== Supplied material ==

PR #2909, opened 2026-03-05
t1403: fix macOS timeout compatibility and UTC timezone parsing in aidevops update

### LINKED ISSUE #2490: t1356: perf: fix aidevops update exceeding 120s timeout
**Task ID:** `t1356` | **Status:** open
**Assignee:** @alex-solovyev
**Tags:** `bugfix` `performance`

## Description

perf: fix aidevops update exceeding 120s timeout — P0: add integrity check after generate-opencode-agents.sh to detect incomplete subagent generation and print recovery command. P1: use skill-scanner scan-all batch mode instead of serial per-file invocations in security-helper.sh (removes

---
*Synced from TODO.md by issue-sync-helper.sh*

johnwaldo:
## Summary

- **macOS has no native `timeout` command** — `aidevops update` calls `timeout 30 npm view ...` and `timeout 120 bash -c "$update_cmd"` which silently fail (exit 127) or hang on macOS. Added `_timeout_cmd()` in `aidevops.sh` and `timeout_sec()` in `tool-version-check.sh` using perl alarm fallback (available on all macOS).
- **Pipe to `tail` hangs with perl alarm** — even with `timeout_sec` working, `timeout_sec 120 bash -c "$cmd" 2>&1 | tail -2` hangs forever on macOS. The perl alarm (`SIGALRM`) kills the process but doesn't close the pipe's write end, so `tail` blocks waiting for EOF. Replaced with temp file: write output to file, then `tail -2` the file.
- **UTC timezone parsing bug** — `date -j -f` on macOS ignores the `Z` suffix, interpreting UTC timestamps in local time. This caused freshness checks to be off by the local UTC offset (e.g., 7 hours for MST), potentially skipping update checks. Fixed by prefixing with `TZ=UTC`.

## Files Changed

- `aidevops.sh` — Added `_timeout_cmd()` portable function, replaced 2 bare `timeout` calls
- `.agents/scripts/tool-version-check.sh` — Added `timeout_sec()` portable function, replaced bare `timeout 120` in update execution, replaced `| tail -2` pipe with temp file to prevent SIGALRM hang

===

Work instruction
Your answer should be the records above, set down exactly.

Answer
PR #2909, opened 2026-03-05
t1403: fix macOS timeout compatibility and UTC timezone parsing in aidevops update

### LINKED ISSUE #2490: t1356: perf: fix aidevops update exceeding 120s timeout
**Task ID:** `t1356` | **Status:** open
**Assignee:** @alex-solovyev
**Tags:** `bugfix` `performance`

## Description

perf: fix aidevops update exceeding 120s timeout — P0: add integrity check after generate-opencode-agents.sh to detect incomplete subagent generation and print recovery command. P1: use skill-scanner scan-all batch mode instead of serial per-file invocations in security-helper.sh (removes

---
*Synced from TODO.md by issue-sync-helper.sh*

johnwaldo:
## Summary

- **macOS has no native `timeout` command** — `aidevops update` calls `timeout 30 npm view ...` and `timeout 120 bash -c "$update_cmd"` which silently fail (exit 127) or hang on macOS. Added `_timeout_cmd()` in `aidevops.sh` and `timeout_sec()` in `tool-version-check.sh` using perl alarm fallback (available on all macOS).
- **Pipe to `tail` hangs with perl alarm** — even with `timeout_sec` working, `timeout_sec 120 bash -c "$cmd" 2>&1 | tail -2` hangs forever on macOS. The perl alarm (`SIGALRM`) kills the process but doesn't close the pipe's write end, so `tail` blocks waiting for EOF. Replaced with temp file: write output to file, then `tail -2` the file.
- **UTC timezone parsing bug** — `date -j -f` on macOS ignores the `Z` suffix, interpreting UTC timestamps in local time. This caused freshness checks to be off by the local UTC offset (e.g., 7 hours for MST), potentially skipping update checks. Fixed by prefixing with `TZ=UTC`.

## Files Changed

- `aidevops.sh` — Added `_timeout_cmd()` portable function, replaced 2 bare `timeout` calls
- `.agents/scripts/tool-version-check.sh` — Added `timeout_sec()` portable function, replaced bare `timeout 120` in update execution, replaced `| tail -2` pipe with temp file to prevent SIGALRM hang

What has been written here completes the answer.